Can’t Correct Through ECPRS?

Plan sponsors should also be aware of the Voluntary Closing Agreement Program (VCAP)—an IRS program that assists fiduciaries with resolving certain income or excise tax issues involving tax-deferred retirement plans established under the Internal Revenue Code that can’t be corrected through EPCRS.

A VCAP user guide published on the IRS website notes that for plans subject to Title I of ERISA, the plan sponsor should first correct a prohibited transaction using the Department of Labor’s Voluntary Fiduciary Correction Program before making a request for a closing agreement.

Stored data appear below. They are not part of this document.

Issue #456, opened 2026-08-20
Osmosis: the screen names one asset and the signature commits to another


BitHighlander:
Reproduced on **signed v7.14.1** (`sha256 f40fe1b74949a9e091269536b27cd53bbb8a5c1c428a6c36ff7d5c6bf6845f46`, key slots 1/2/3).

## What happens

Send an Osmosis `MsgSend` of `123456789012345678 uion`:

| | |
|---|---|
| sent | `123456789012345678 uion` |
| **on screen** | `123456790519087104.000000` |
| **signed** | `"denom":"uosmo"` |

Two independent defects in one confirmation.

## 1. The amount is wrong past the 8th significant digit

    fsm_msg_osmosis.h:143   float amount = atof(msg->send.amount);
    fsm_msg_osmosis.h:151   snprintf(..., "%.6f %s", amount, denom);

`float` is 32-bit. `float32(123456789012345678)` is exactly `123456790519087104`,
which is what the OLED shows — the digits after the 8th are **wrong**, not
rounded. The `.000000` tail is on a denom that was never divided, because only
`uosmo` is decimalised.

## 2. The signed document names a different asset than the screen

    osmosis.c:78    "\",\"denom\":\"uosmo\"}]"
    osmosis.c:131   "\"amount\":[{\"amount\":\"%s\",\"denom\":\"uosmo\"}]"

`uosmo` is hardcoded into the amino document that gets signed, regardless of the
denom that was displayed. The screen is built from the host's denom; the
signature is built from a constant. They are not the same source, so they can
disagree — and for any non-`uosmo` denom they do.

The device signed.

## Fix

- decimalise only `uosmo`; print every other denom as the exact signed integer
  next to the exact denom, with no `.000000` tail
- build the amino document from the same denom that was displayed

Fixed in the 7.14.2 security line.

Issue #455, opened 2026-08-20
Authenticator: cancelling a wipe destroys the TOTP secrets anyway


BitHighlander:
Reproduced on **signed v7.14.1** (`sha256 f40fe1b74949a9e091269536b27cd53bbb8a5c1c428a6c36ff7d5c6bf6845f46`, key slots 1/2/3).

## What happens

    getAccount:0                 -> 'keepkey.com:alice'        account present
    wipeAuthdata + host Cancel   -> Success                    the wipe PROCEEDED
    getAccount:0                 -> Failure 'Account not found' secret is GONE

**The user's abort executed as a commit.** Cancelling the wipe is what destroyed
every authenticator secret on the device.

## Why it happens

`wipeAuthData()` calls `confirm()` and discards the result, then wipes
regardless. The same pattern affects the add and delete paths.

There is no reject button on this device, so a `false` from `confirm()` means
exactly one thing: the host sent a `Cancel` and the screen was taken away. That
is a refusal, and it was being ignored.

## Corroborating detail

The pre-fix warning text read:

> Do you want to PERMANENTLY delete all authenticator accounts?
> **If not, unplug Keepkey now.**

That second sentence only makes sense if cancelling does not work — which is
what the code did. It is a comment on the defect, written into the UI.

## Fix

Gate on the result:

```c
if (!confirm(ButtonRequestType_ButtonRequest_Other, "Confirm Wipe Authdata",
             "Do you want to PERMANENTLY delete all authenticator accounts?")) {
  return CANCELED;
}
```

and drop the "unplug Keepkey now" sentence, which is no longer true.

Verified after the fix with the same before/after read: the cancel returns
`Failure 'Action cancelled'` and `getAccount:0` still returns
`keepkey.com:alice`.

Fixed in the 7.14.2 security line.

Issue #454, opened 2026-08-20
THORChain: memo truncated by one character, and trailing fields signed without being shown


BitHighlander:
Reproduced on **signed v7.14.1** (`sha256 f40fe1b74949a9e091269536b27cd53bbb8a5c1c428a6c36ff7d5c6bf6845f46`, key slots 1/2/3).

Two separate defects on the same path. **They need different reproducers** —
testing one with the other's input produces a false negative, which happened
during verification here.

## 1. The last character of the memo is dropped

59-byte memo, via a BTC OP_RETURN swap:

    SWAP:ETH.ETH:0x41e5560054824ea6b0732e656e3ad64e20e94e45:420

**Screen reads `Confirm limit 42`.**

`strlcpy(memoBuf, swapStr, size)` copies `size - 1` bytes from a buffer the
OP_RETURN caller does not NUL-terminate, so the final character is lost. A
limit of 420 displayed as 42.

## 2. Trailing memo fields are signed and never displayed

65-byte memo — what a ShapeShift-style host actually sends:

    SWAP:ETH.ETH:0x41e5560054824ea6b0732e656e3ad64e20e94e45:420:ss:75

The device shows the asset, destination and limit. **No screen names the
affiliate or the 75 bps fee.** The signed transaction ends:

    ...3a3432303a73733a3735     = ":420:ss:75"

Those bytes are in the signature. The user is never shown the fee being taken.

Everything after the limit — affiliate name, affiliate fee in bps, aggregator
routing — was hashed with nothing on screen.

## Scope — stated precisely

The destination and amount **are** shown correctly. What is hidden is the
affiliate tail. This is an undisclosed fee, not an undisclosed recipient.

## Fix

- `memcpy` into a memzero'd buffer instead of `strlcpy` from a
  non-NUL-terminated source, so the last byte survives
- a `strtok` loop over the remaining `:`-separated fields, issuing one confirm
  per field with body `Additional memo field` / `<field>`

Verified after the fix: two extra screens naming `ss` and `75`, and the signed
bytes are byte-identical to the pre-fix fixture for a legacy memo — the parser
does not mutate what gets hashed.

Fixed in the 7.14.2 security line.

Issue #453, opened 2026-08-20
EVM: an omitted chain_id yields a pre-EIP-155 signature the user cannot see


BitHighlander:
Reproduced on **signed v7.14.1** — the current release — not on a development build.

    firmware.keepkey.bin
      sha256 (full signed file) f40fe1b74949a9e091269536b27cd53bbb8a5c1c428a6c36ff7d5c6bf6845f46
      sha256 (payload, tail -c +257) 73a880682d00c725cf9b38347ed0f08f4c2214c2c0f54559739f9d939f6275ae
      tag commit 5482e7366a36e81336074f53a9defb6cff45ed72, key slots 1/2/3

## What happens

Send `EthereumSignTx` with `chain_id` unset. The device signs, and returns:

    signature_v = 27

`v = 27/28` is a pre-EIP-155 signature. It carries no chain binding, so it is
valid on **every** EVM chain — the same transaction can be replayed anywhere the
account exists.

## What the user sees

Nothing that would let them catch it. With no `chain_id`,
`ethereumFormatAmount()` matches no case, so:

- the amount renders as a bare number with **no ticker**
- **no screen names a network**

Confirmed on the OLED during reproduction.

## Why it happens

The bounds check sat inside `if (msg->has_chain_id)`, so omission fell through
to `chain_id = 0` and execution reached both `confirm()` calls.

## Scope — stated precisely

This is **not** key disclosure and **not** a silent transfer. The user does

Additionally, all actions identified in the closing agreement must be completed by the date the taxpayer signs the closing agreement.

To increase the likelihood that the IRS will enter into a voluntary closing agreement, a taxpayer should be prepared to show “willingness to furnish necessary facts and documentation to establish its tax liabilities; that the agreement is in the best interest of both the IRS and the taxpayer; that the federal government will suffer no disadvantage from entering into the closing agreement; and that any Internal Revenue Code violation or tax deficiency was unintentional.”

According to an analysis published by Marcel Weiland, an attorney with Employee Benefits Law Group focusing on IRS and ERISA issues, “any situation involving income taxes or excise taxes due to retirement plan failures that cannot be fixed in EPCRS is appropriate for a voluntary closing agreement request under VCA.”

“The failure could involve any type of retirement plan, including a qualified plan under Internal Revenue Code section 401(a), Code section 403(b) plan, Simplified Employee Pensions (SEPs) and IRAs under Code section 408(k). Code section 457(b) and Code section 457(f) plans are not eligible for VCA,” Weiland explains.

One caveat here is that a VCA request does not prevent an IRS examination of the plan or the plan sponsor. This is unlike the situation when a plan sponsor submits an application in VCP under EPCRS, Weiland notes, in which case the IRS is prevented from auditing the plan with respect to the issues contained in the VCP application for a compliance statement.

“This is not the case with VCA,” Weiland says. “If you are audited while a VCA request is pending, you can still be subject to an examination. If you are audited by the IRS, you will need to inform the IRS agent that there is a VCA request pending and the IRS may or may not exclude the issue from examination depending upon the facts and circumstances. However, the fact that you had already begun to address the correction of the issue will be a significant factor to the IRS in considering a lower audit sanction penalty amount than they may have imposed if you had not filed the VCA request.”